Scheduling in heterogeneous architectures:

  • Balancing performance/energy trade-off in energy-limited systems: We work on running neural network (NN) inference on multiple accelerators of an SoC. Our goal is to enable an energy-performance trade-off with an by distributing layers in a NN between a performance- and a power-efficient accelerator. We first provide an empirical modeling methodology to characterize execution and inter-layer transition times. We then find an optimal layers-to-accelerator mapping by representing the trade-off as a linear programming optimization constraint. We evaluate our approach on the NVIDIA Xavier AGX SoC with commonly used NN models. We use the Z3 SMT solver to find schedules for different energy consumption targets, with up to 98% prediction accuracy.

  • Multiple workload scheduling in heterogeneous architectures: We investigate Multi-accelerator Execution (MAE) on diversely heterogeneous embedded systems, where sub-components of a given workload, such as neural network inference, can be assigned to different type of accelerators to achieve a desired latency or energy goal. We first analyze the energy and performance characteristics of execution of neural network layers on different type of accelerators. We then explore energy/performance trade-offs via layer-wise scheduling for neural network inference by considering different layer-to-accelerator mappings.
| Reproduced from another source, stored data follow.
PR #320, opened 2024-11-05
add rules description for quantum

merowin:
This adds a rules description for quantum.

I've also noticed a (imo weird) css selector that changes the layout and font-weight of the rules description. I suspect this may be from the standard stylesheet, that we started out with. I think it's weird because it selects all elements in the dom, basically.


packages/vue-client/src/assets/base.css
```diff
@@ -93,6 +93,7 @@
   }
 }
 
+/* TODO: Check why this is here, can we remove this? */
```
benjaminpjones, line 96: 😯

Yeah idk what it's for, feel free to try removing it

benjaminpjones (approved):
Thanks for documenting quantum!

Cc: @SameerDalal

packages/vue-client/src/views/RulesView.vue
```diff
@@ -27,9 +27,7 @@ function toUpperCaseFirstLetter(string: string) {
 .rules-page {
   font-family: "helvetica", "arial", "sans-serif";
 }
-strong,
-h1,
-h2 {
+:deep(strong, h1, h2) {
```
benjaminpjones, line 30: I'm not familiar with :deep, is this a vue thing?

merowin: Yes I believe so: https://vuejs.org/api/sfc-css-features.html#deep-selectors

As I understand, it makes it so the css selector is applied "outside of scope" to this components child components.

The hint on this site is exactly the case for us:
`DOM content created with v-html are not affected by scoped styles, but you can still style them using deep selectors`

benjaminpjones: Cool, this seems useful.  Thanks for the pointer to the docs!

SameerDalal:
Thanks! Would it be fine if I send the .mp4 file? Not sure where I would upload the video, unless GoVariants has a Youtube channel.

SameerDalal:
Awesome! I can't upload it here since the file size is too big so I uploaded it to my drive [here](https://drive.google.com/file/d/1NC6p4yAt4Fe-2uf6jLgH8V-m4u1SYiP3/view?usp=sharing) where you can download it.

PR #322, opened 2024-11-09
Add a default board

benjaminpjones:
Based on discussion on #137, this is a proposal to replace Board .vue files with a simple JS function.  It's a larger PR, so to summarize:

- Introduce `DefaultBoard` (a selector for MulticolorGridBoard and MulticolorGraphBoard)
- Introduce `uiTransform` (a function that can update the config and state to fit the DefaultBoard interface)
- To validate, migrate `FreezeGo` to the `DefaultBoard` and test.

Testing: Freeze go and other variants seem to show up fine in the game list, game view, and demo view.

For example, here is the demo view:
Screenshot_20241108_225559


packages/shared/src/variants/freeze.ts
```diff
@@ -32,6 +40,34 @@ export class FreezeGo extends Baduk {
   override exportState(): FreezeGoState {
     return { ...super.exportState(), frozen: this.frozen };
   }
+
+  static uiTransform(config: NewBadukConfig, state: FreezeGoState) {
```
benjaminpjones, line 44: Note: we've added ~40 lines to this file, but removed over 100 lines by deleteing FreezeBoard.vue!

This is the benefit I am looking for (in addition to making boards more consistent)

packages/vue-client/src/components/boards/DefaultBoard.vue
```diff
@@ -0,0 +1,46 @@
...
+
+<script setup lang="ts">
+import MulticolorGridBoard from "./MulticolorGridBoard.vue";
+import { Coordinate, indexToMove } from "@ogfcommunity/variants-shared";
+import MulticolorGraphBoard from "./MulticolorGraphBoard.vue";
+import {
+  DefaultBoardConfig,
+  DefaultBoardState,
+  MulticolorStone,
+} from "@ogfcommunity/variants-shared/src/lib/board_types";
```
merowin, line 15: I've been trying to consistently import with "@ogfcommunity/variants-shared/" and then no path.

merowin (approved):
This is awesome! With this we can greatly simplify the board components, thank you! 😄

packages/vue-client/src/components/boards/DefaultBoard.vue
benjaminpjones: Good catch! There were quite a few of these dang auto imports. I will fix before landing.

benjaminpjones:
Changes after accept:

- Rebase (fixing minor merge conflict with #321 in GameListItem)
- Use standard import

packages/vue-client/src/components/boards/DefaultBoard.vue
benjaminpjones: related: https://github.com/govariantsteam/govariants/pull/323

PR #323, opened 2024-11-09
Add lint rule to prevent /src/ imports and fix instances.

benjaminpjones:
Now linter can catch the `@ogfcommunity/variants-shared/src/path/to/file` imports!


merowin (approved):
Neat, thanks for looking into this!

Computation-Aware Planning in Autonomous Systems

  • Hardware-CPS representation for performance modelling: Many cyber-physical systems (CPS) such as robots and self-driving cars pose strict timing requirements to avoid failure.These time-critical requirements limit the operating conditions of the systemβ€”e.g., driving slowly to ensure sufficient braking time to avoid a crash. We propose the creation of a structured system, the Constrained Autonomous Workload Scheduler (CAuWS). By using a representative language (AuWL), Timed Petri nets, and mixed-integer linear programming, CAuWS offers novel capabilities to represent and schedule many types of heterogeneous CPSs, real world constraints, and optimization criteria, creating a schedule of the optimal assignment of processors to tasks. This structured and general approach differs from current ad-hoc approaches which are either created for specific optimization criteria, architectures, or CPSs; or which don’t consider physical constraints.

Direct NVMe Accesses for GPU

  • Managing memory in GPU accelerated workloads is a difficult task especially as dataset sizes grow beyond available host memory on an ndividual system. On traditional GPU memory architectures if data is larger than GPU memory, the user must process their data in batches, adding complexity to the task. Architectures like NVIDIA’s Unified Virtual Memory (UVM) allow for users to allocate GPU memory across CPU and GPU memory, removing the limitations that data must be smaller than GPU memory. However, UVM still limits data sizes to be smaller than the combined CPU and GPU memory on the system. DRAGON expands on UVM by utilizing high speed NVMe storage and UVM’s pagefaulting subsystem, in an mmap-like interface that allows terabyte-scale data processing on GPUs. This brings out-of-core processing to any CUDA application. Since DRAGON is implemented at the driver level, it requires no changes to CUDA kernel logic. DRAGON catches page-faults from the UVM driver, and ensures that the required page is copied into GPU memory for use by the application.